Unfortunately, using curl to troubleshoot in this scenario isn't particularly helpful since it's likely drawing on a different store of trusted certificates.

I do NOT recommend this as a long-term fix, but it may be useful to set the following environment variable in your runner just to see if it allows the job to progress further:

NODE_TLS_REJECT_UNAUTHORIZED=0

If the issue truly is nodejs not trusting your proxy server's certificate, this option will cause it to ignore the error.

pealtrufo commented 1 month ago

@bdehamer Thanks for your support with this issue.

I have tested your suggested workaround, but I am still experiencing the same issue:

image

I am really confused about what could be causing this. When you said that perhaps the client used by the action didn't properly read proxy info from environment, I thought that would be it. It made sense. Is this not the case then?

PS: When I look to how other actions that retrieve and make use of the GH ID Token work in the runner, I can see that aws-actions/configure-aws-credentials for instance, which also works under node, writes this in the output: "Setting proxy from environment", and everything works as expected.

Kind regards

bdehamer commented 1 month ago

@pealtrufo I was able to verify that the code we're using to fetch the OIDC token signing key is definitely NOT respecting the proxy settings.

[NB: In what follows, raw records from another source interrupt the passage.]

Issue #2082, opened 2023-08-02
Slow startup time when zerotier starts before internet access


laduke:
edit: I can reproduce without the upnp requirement. On mac: Just turn off wifi, start zerotier, turn wifi on. 

Trying to figure out these issues https://github.com/zerotier/ZeroTierOne/issues?q=is%3Aopen+is%3Aissue+label%3ABoot%2FWake
They might not all be related. 

To reproduce something similar -this is a pain- do this:
- have a firewall that requires nat-pmp or upnp for zerotier to connect. Block incoming/returning/established UDP but not outgoing UDP. block ipv6. 
- make vm with bridged networking. i used debian 11
- log in through the vm interface, not ssh; we'll be breaking ip access to the vm. 
- stop zerotier `systemctl stop zerotier-one`
- delete the ip address from the physical interface `ip addr del 192.168.1.x/24 dev enp0s5` 
- start zerotier `/var/lib/zerotier-one/zerotier-one`
- see "sendto: network is unreachable" message from upnp library
- add ip address back to physical interface `dhclient enp0s5`
-  ping 1.1.1.1 should work
-  wait... 
- `zerotier-cli info -j` will eventually show some surface addresses, but still no direct peers in `peers`
- eventually it'll start working

this does seem worse in 1.10.6 than 1.10.1. hard to be scientific because it takes a few minutes each test. I've seen like 40 second and 4 minutes and now 1.10.6 took 15 minutes.

Some of the issues listed below say 1.10.1 or 1.8.x is better, but it's hard to tell.

`time (watch -g zerotier-cli peers | grep RELAY)`  so you don't have to stare at the terminal while it works. 

This elaborate setup is an attempt to simulate zerotier-one starting before the computer has DHCP'd its physical addresses during boot. Could this be happening on wake from sleep too? Maybe dhcp changes your physical IP when you wake from sleep and then that confuses PortMapper too. 

#2051 
#2026 
#1987 
#1958 
#1921

PR #2083, opened 2023-08-02
Fix PortMapper issue on ZeroTier startup

laduke:
See issue #2082

We use a call to libnatpmp::ininatpp to make sure the computer has working network sockets before we go into the main nat-pmp/upnp logic.

With basic exponenetial delay up to 30 seconds.

### DIFF
--- a/osdep/PortMapper.cpp
+++ b/osdep/PortMapper.cpp
@@ -14,7 +14,7 @@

I'm going to work on a fix and will let you know when I have a new version for you to test.

bdehamer commented 1 month ago

Version 1.4.0 of the action contains a fix for the JWKS proxy issue which I think may explain (at least part of) the issue you're seeing.

pealtrufo commented 1 month ago

Hi @bdehamer. Issue has been resolved 🚀

It is now failing when getting the signing certificate from GH's Fulcio instance, this time due to the proxy not allowing the connection. I will get that sorted out and hopefully everything else will work as expected. Thanks!